MFCL Vision: Benchmarking Tool Use in Multimodal Large Language Models for Visual Reasoning Tasks
Abstract
As multimodal large language models become tool-using agents, the field still lacks a standardized metric for translating visual inputs into correct tool invocations. We introduce MFCL Vision, the first large-scale benchmark for vision-based function calling, comprising 250 expert-verified tasks across five image domains (Places, Events, Media, Sports, Shopping) and five query types (Locate, Temporal, Select, Identify, Quantify). Each task comprises (1) a textual user query, (2) an accompanying image, (3) a ground-truth answer obtained from the web, and (4) a human-produced reasoning trace for comparative error analysis. To constrain the task, we expose a singular web-search tool to each model. To examine the robustness of multimodal LLMs' perception-to-tool-use pipeline, we introduce controlled visual perturbations, including crops, resizes, and color channel removal.
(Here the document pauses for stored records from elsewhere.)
Issue #29792, opened 2026-08-27
test(runner): measure pre-agent startup contributors


seven332:
## Parent objective

This is a measurement slice of #29631. The parent requires decision-grade, same-host evidence before implementing the evidence-gated timezone optimization in #29644 or private-write batching in #29646.

## Background

#29643 and #29748 established an authenticated Guest Agent readiness boundary and added a real-metal benchmark for fresh, workspace-cache, and exact-reuse startup paths.

The current benchmark proves readiness-path correctness and reports the final `start_agent_process` stages. However, its `agent_ready_ms` clock starts immediately before `Sandbox::start_agent_process`, so it does not expose the full Runner executor-to-Agent-ready aggregate. The bounded sample output also omits the earlier configured-timezone and private-file write stages that determine whether #29644 or #29646 passes its implementation gate.

The existing evidence uses three samples per path. That is suitable for a behavior smoke test, but it is not enough to establish whether a prospective aggregate improvement exceeds same-host benchmark noise, especially at p95 and p99.

## Requirement

Extend the production-path real-metal benchmark with bounded raw measurements for the full executor-to-Agent-ready critical path and the pre-Agent operations needed to decide #29644 and #29646.

Keep this slice measurement-only. Do not replace timezone exec, batch private writes, change protocol behavior, or move required work past Agent readiness.

## Acceptance criteria

- Report the actual Runner executor-to-Agent-ready aggregate separately from the existing `start_agent_process`-local shell-spawn and Agent-ready durations.
- Exercise a fresh startup with a validated configured timezone and report the `runner_guest_timezone_sync` duration and its share of the executor-to-Agent-ready aggregate.
- Exercise a fixture where both optional user environment and required run payload are present.
- Report the number and duration of connector-context, user-environment, and run-payload private-file operations separately, preserving connector best-effort versus required-file fatal semantics in the measurement labels.
- Preserve strict fresh, workspace-cache, and exact-reuse classification for every sample.
- Collect enough same-metal-host samples to report meaningful p50, p90, p95, and p99 distributions, sample counts, and failures; do not treat a three-sample maximum as decision-grade p95/p99 evidence.
- Emit bounded low-cardinality raw samples without secrets, file contents, user-provided values, paths, sandbox IDs, or unbounded error text.
- Post the resulting baseline to this issue and use it to decide #29644 and #29646 independently.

Our automatic grader computes exact-match scores on model final answers, removing dependence on brittle and potentially biased LLM judges. We evaluate leading models and present a taxonomy of failure modes, including visual reasoning, assumption bias, keyword selection, and tool avoidance errors. By releasing MFCL Vision’s dataset, taxonomy, and diagnostics, we aim to accelerate progress towards versatile multimodal agents capable of intelligent tool usage in complex visual contexts.